**Task brief**
For the listing below, output exactly the lines from the line with "than the server's" up to and including the line with "That's clearly too", and no other lines.

■ ■ ■ ■ ■

PR #1919, opened 2017-12-28
Show error if image is greater than max prefetch size

McInkay:
Currently, it just shows nothing, which can be quite confusing

### DIFF
--- a/client/js/libs/handlebars/friendlysize.js
+++ b/client/js/libs/handlebars/friendlysize.js
@@ -1,0 +1,10 @@
+"use strict";
+
+const sizes = ["Bytes", "KB", "MB", "GB", "TB", "PB", "EB", "ZB", "YB"];
+
+module.exports = function(size) {
+	// Loosely inspired from https://stackoverflow.com/a/18650828/1935861
+	const i = size > 0 ? Math.floor(Math.log(size) / Math.log(1024)) : 0;
+	const fixedSize = parseFloat((size / Math.pow(1024, i)).toFixed(1));
+	return `${fixedSize} ${sizes[i]}`;
+};
--- a/client/views/msg_preview.tpl
+++ b/client/views/msg_preview.tpl
@@ -29,10 +29,14 @@
 		</a>
 	{{/equal}}
 	{{#equal type "error"}}
-		<a class="toggle-text" href="{{link}}" target="_blank" rel="noopener">
-			<div class="head" title="{{head}}">{{head}}</div>
-			<div class="body" title="{{body}}">{{body}}</div>
-		</a>
+		{{#equal error "image-too-big"}}
+			<em>
+				This image is larger than {{friendlysize maxSize}} and cannot be
+				previewed.
+				<a href="{{link}}" target="_blank" rel="noopener">Click here</a>
+				to open it in a new window.
+			</em>
+		{{/equal}}
 	{{/equal}}
 </div>
 {{/preview}}
--- a/client/views/msg_preview.tpl
+++ b/client/views/msg_preview.tpl
@@ -28,5 +28,11 @@
 			<div class="body" title="{{body}}">{{body}}</div>
 		</a>
 	{{/equal}}
+	{{#equal type "error"}}
+		<a class="toggle-text" href="{{link}}" target="_blank" rel="noopener">
+			<div class="head" title="{{head}}">{{head}}</div>
+			<div class="body" title="{{body}}">{{body}}</div>
+		</a>
+	{{/equal}}
 </div>
 {{/preview}}
--- a/src/plugins/irc-events/link.js
+++ b/src/plugins/irc-events/link.js
@@ -99,11 +99,13 @@ function parse(msg, preview, res, client) {
 	case "image/jpeg":
 	case "image/webp":
 		if (res.size > (Helper.config.prefetchMaxImageSize * 1024)) {
-			return;
+			preview.type = "error";
+			preview.head = "Large image";
+			preview.body = "Image is greater than your max image size. Click to view.";
+		} else {
+			preview.type = "image";
+			preview.thumb = preview.link;
 		}
-
-		preview.type = "image";
-		preview.thumb = preview.link;
 
 		break;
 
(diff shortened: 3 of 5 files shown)


src/plugins/irc-events/link.js
```diff
@@ -98,12 +98,14 @@ function parse(msg, preview, res, client) {
 	case "image/jpeg":
 	case "image/webp":
 		if (res.size > (Helper.config.prefetchMaxImageSize * 1024)) {
-			return;
+			preview.type = "error";
+			preview.head = "Large image";
```
xPaw: I don't think errors need head, just make it body in red color.

YaManicKill: It felt a bit odd without a head, to be honest. I'm not sure why. Let's see... Red text or red background? Thoughts?

|Red text|Red background|
|-|-|
|||

xPaw: Red background draws too much attention for no good reason.

MaxLeiter: Also not sure it should be “your max image size”, as the client may not own the server / instance.

YaManicKill: Yeah, I knew I wouldn't have the correct wording. Not sure of the best way to word this.

We want the user to know that this is an option on the server that can be changed, but if they aren't the admin, we don't want them to be confused.

"Image is larger than the max image size. Click to open"

That doesn't give them any indication as to how to change that (or ask their admin to change it)

Then again

"Image is larger than the server's max prefetch size. Click to open" 

That's clearly too technical. (Also isn't clear which server it's talking about, necessarily).

astorije: I did that some time ago and @xPaw didn't want to display anything on images that were too big. Wish I didn't kill the commit 😢

astorije: > We want the user to know that this is an option on the server that can be changed

I don't agree with this actually. Docs + clear configuration + potentially server logs (probably not in this case) should help server admins as much as possible, but I think any assumption that user might also be the admin will lead to confusing statements. I think a longer-term solution is to have users with an admin role (but this is a different story :D).

Anyway, in the meantime, I propose this:

screen shot 2017-12-28 at 16 30 18

@YaManicKill, I'm adding a commit with changes I made to get there, but this is purely for convenience so you don't have to copy-paste things around. Feel free to trash it if you don't like it (I do, surprising huh? 😁) and squash it if you do.

If/when we have admin role (think creating users from the interface, listing users on a TL instance, messaging all users on this instance, stats, etc.), we can add an extra line that says: "Admin: Current max size is XXX MB, you may change this value in your `config.js` file."

YaManicKill: Yeah sure, looks better.

> If/when we have admin role

I thought you didn't want this :-P I am very much loving the idea of doing this though, for the record.

astorije: > I thought you didn't want this :-P I am very much loving the idea of doing this though, for the record.

I don't remember being against this, no :)
Every time we assume user == admin, I see a use case for it! Also, it would be a convenient way to say "this user also is an admin on the server" (even though it doesn't have to technically be true, we can safely assume this).
I'll draft something for v3, it would be a good paradigm shift to introduce.

Anyway, didn't mean to hijack this PR with an unrelated feature, sorry.

client/js/libs/handlebars/friendlysize.js
```diff
@@ -0,0 +1,9 @@
+"use strict";
+
+const sizes = ["Bytes", "KB", "MB", "GB", "TB", "PB", "EB", "ZB", "YB"];
+
+module.exports = function(size) {
+	// Loosely inspired from https://stackoverflow.com/a/18650828/1935861
+	const i = size > 0 ? Math.floor(Math.log(size) / Math.log(1024)) : 0;
+	return `${parseFloat((size / Math.pow(1024, i)).toFixed(1))} ${sizes[i]}`;
```
MaxLeiter: I personally think this is a case where templating actually overly complicates the line, but nbd

client/views/msg_preview.tpl
```diff
@@ -28,5 +28,14 @@
 			<div class="body" title="{{body}}">{{body}}</div>
 		</a>
 	{{/equal}}
+	{{#equal type "error"}}
+		{{#equal error "image-too-big"}}
+			<em>
+				This image was too large to be previewed ({{friendlysize size}}).
```
MaxLeiter: `This image is too large to be previewed: {{size}}` or something. should be present-tense and also some sort of puncuation before size

client/js/libs/handlebars/friendlysize.js
astorije: Fair enough, I can get behind that:

```js
`${parseFloat((size / Math.pow(1024, i)).toFixed(1))} ${sizes[i]}`;
// vs.
parseFloat((size / Math.pow(1024, i)).toFixed(1)) + " " + sizes[i];
```

I can switch to second line if @thelounge/maintainers prefer, unless we have the https://eslint.org/docs/rules/prefer-template rule. I know it's rather insignificant here, but that would apply to future changes as well.

McInkay: Wouldn't it be better to pull it out and still use a template string?

```
const fixedSize = parseFloat((size / Math.pow(1024, i)).toFixed(1));
return `${fixedSize} ${sizes[i]}`
```

I feel like just not having it as a template string doesn't make it any more readable. It's still confusing to read.

MaxLeiter: that or @astorije's solution is better than what there is now imo

client/views/msg_preview.tpl
astorije: Good point. I actually went to a different route, but took this suggestion into consideration:

screen shot 2018-02-01 at 21 13 25

The rationale here is that, from a user perspective, it's of little-to-no value to know the size that was rejected. Instead, knowing the limit is much more interesting and actionable (also something user cannot know if the UI doesn't tell them). And no, having both simply because we can would not add anything to the UX 😁

xPaw: Is there any point in adding `click here to open it in a new window`? The link is already there.

astorije: I think it doesn't hurt to have it there, especially since there can be multiple images previewed that can't be loaded (wording isn't ideal in this case, but it's not that bad either).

■ ■ ■ ■ ■

**Reply to the exercise**
"Image is larger than the server's max prefetch size. Click to open" 

That's clearly too technical. (Also isn't clear which server it's talking about, necessarily).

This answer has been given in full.